To do
State how many lines in the entries below hold the word "vendor", with nothing besides the number.

Data section

Issue #5695, opened 2022-09-12
Address these `phpstan` warnings in `composer/v1/*`


jeffwidman:
### Is there an existing issue for this?

- [X] I have searched the existing issues

### Code improvement description

Saw these warnings in https://github.com/dependabot/dependabot-core/actions/runs/3040792095/jobs/4897247001:

```
16.51 > phpstan analyse
16.82 Note: Using configuration file /opt/composer/v1/phpstan.neon.
18.22  0/6 [░░░░░░░░░░░░░░░░░░░░░░░░░░░░]   0% 6/6 [▓▓▓▓▓▓▓▓▓▓▓▓▓▓▓▓▓▓▓▓▓▓▓▓▓▓▓▓] 100%
18.31 
18.31 
18.31  [OK] No errors                                                                 
18.31 
18.73 ./composer.json is valid for simple usage with Composer but has
18.73 strict errors that make it unable to be published as a package
18.73 See https://getcomposer.org/doc/04-schema.md for details on the schema
18.73 # General warnings
18.73 - No license specified, it is recommended to do so. For closed-source software you may use "proprietary" as license.
18.73 # Publish warnings
18.73 - name : The property name is required
18.73 - description : The property description is required
```

As noted, these are not strictly needed given that we aren't publishing packages / libraries, but it's always nice to silence warnings for less visual noise.

PR #5716, opened 2022-09-14
Add composer fields to silence PHPStan

jeffwidman:
Addresses the following warnings:
```
16.51 > phpstan analyse
16.82 Note: Using configuration file /opt/composer/v1/phpstan.neon.
18.22  0/6 [░░░░░░░░░░░░░░░░░░░░░░░░░░░░]   0% 6/6 [▓▓▓▓▓▓▓▓▓▓▓▓▓▓▓▓▓▓▓▓▓▓▓▓▓▓▓▓] 100%
18.31
18.31
18.31  [OK] No errors
18.31
18.73 ./composer.json is valid for simple usage with Composer but has
18.73 strict errors that make it unable to be published as a package
18.73 See https://getcomposer.org/doc/04-schema.md for details on the schema
18.73 # General warnings
18.73 - No license specified, it is recommended to do so. For closed-source software you may use "proprietary" as license.
18.73 # Publish warnings
18.73 - name : The property name is required
18.73 - description : The property description is required
```

As noted, these are not strictly needed given that we aren't publishing packages / libraries, but it's always nice to silence warnings for less visual noise.

After editing the `composer.json` file, `composer.lock` was regenerated
using `composer install && composer update --lock`. I made sure to use
`composer1` for the `v1` helpers, and `composer` for the `v2` helpers.

Fix https://github.com/dependabot/dependabot-core/issues/5695

### DIFF
--- a/composer/helpers/v1/composer.json
+++ b/composer/helpers/v1/composer.json
@@ -1,4 +1,7 @@
 {
+    "name": "dependabot/composer-v1-helper",
+    "description": "A helper package for Dependabot to perform updates using Composer",
+    "license": "The Prosperity Public License 2.0.0",
     "require": {
         "php": "^7.4",
         "ext-json": "*",
--- a/composer/helpers/v2/composer.lock
+++ b/composer/helpers/v2/composer.lock
@@ -4,7 +4,7 @@
         "Read more about it at https://getcomposer.org/doc/01-basic-usage.md#installing-dependencies",
         "This file is @generated automatically"
     ],
-    "content-hash": "27bae1c74f03f67fba9fa88beed4b83c",
+    "content-hash": "6753b4220fb20aa0fab7c0de277385ef",
     "packages": [
         {
             "name": "composer/ca-bundle",
@@ -61,6 +61,11 @@
                 "ssl",
                 "tls"
             ],
+            "support": {
+                "irc": "irc://irc.freenode.org/composer",
+                "issues": "https://github.com/composer/ca-bundle/issues",
+                "source": "https://github.com/composer/ca-bundle/tree/1.3.2"
+            },
             "funding": [
                 {
                     "url": "https://packagist.com",
@@ -166,6 +171,11 @@
                 "dependency",
                 "package"
             ],
+            "support": {
+                "irc": "ircs://irc.libera.chat:6697/composer",
+                "issues": "https://github.com/composer/composer/issues",
+                "source": "https://github.com/composer/composer/tree/2.3.9"
+            },
             "funding": [
                 {
                     "url": "https://packagist.com",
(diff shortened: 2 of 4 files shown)


jeffwidman:
Complains that I need to regenerate the `composer.lock` file, but I can't find a way to do that w/o bumping a bunch of libs... when all we need is a single hash updated. 🤦 

I'll open a separate PR to run `composer update` to pickup the other changes first.

jurre (approved):

stefangr:
@jeffwidman use `composer update --lock` to only update the lockfile, but not the libraries.

See: https://getcomposer.org/doc/03-cli.md#update-u

jeffwidman:
Thanks, I did try `composer update --lock`, but it still resulted in bumping the transitive dependencies which are only listed in the lockfile... what i want is to only regenerate the hash that composer uses to validate that `composer.json` and `composer.lock` are in-sync... w/o bumping any library versions at all, not even transitive ones.

stefangr:
@jeffwidman
With a fresh checkout of this branch and a `composer install` to install the dependencies from the current composer.lock file, the result of a `composer update --lock` is as I expected.

**v1/composer.lock**
- Only the content-hash is changed

**v2/composer.lock**
- The content-hash is changed
- A support section is added to some of the dependencies (when run with the composer v2 executable)

In the vendor/composer directory composer keeps a file (installed.json) that contains the actual versions of the installed dependencies.
If you have updated dependencies in a different branch, than that is in the installed.json.
If you perform a `composer install` the installed.json file is updated to the situation from the composer.lock.

My guess is that you did not perform a `composer install` before executing the `composer update --lock` while the installed.json from the vendor directory was updated in one of the other composer related branches.

jeffwidman:
> My guess is that you did not perform a composer install before executing the composer update --lock while the installed.json from the vendor directory was updated in one of the other composer related branches.

Thanks @stefangr that was exactly it!

composer/helpers/v2/composer.lock
```diff
@@ -2643,5 +2780,5 @@
         "ext-json": "*"
     },
     "platform-dev": [],
-    "plugin-api-version": "1.1.0"
+    "plugin-api-version": "2.3.0"
```
jeffwidman, line 2783: I did notice this change also crept in with `composer update --lock`. But it should be fine given that we don't use any plugins, and even if we did I suspect we'd want to be on the v2 API given that this is `composer` `v2`.

composer/helpers/v1/composer.json
```diff
@@ -1,4 +1,7 @@
 {
+    "name": "dependabot/composer-v1-helper",
+    "description": "A helper package for Dependabot to perform updates using Composer",
+    "license": "The Prosperity Public License 2.0.0",
```
jeffwidman, line 4: PHPStan will still complain about this, since it's not a SPDX identifier.

I looked into submitting this license for inclusion into SPDX index, but after reading through https://github.com/spdx/license-list-XML/pull/960 I decided that wasn't worth pursuing further.

 I could have used `"proprietary"`, but decided to just ignore that warning for now.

Response box
3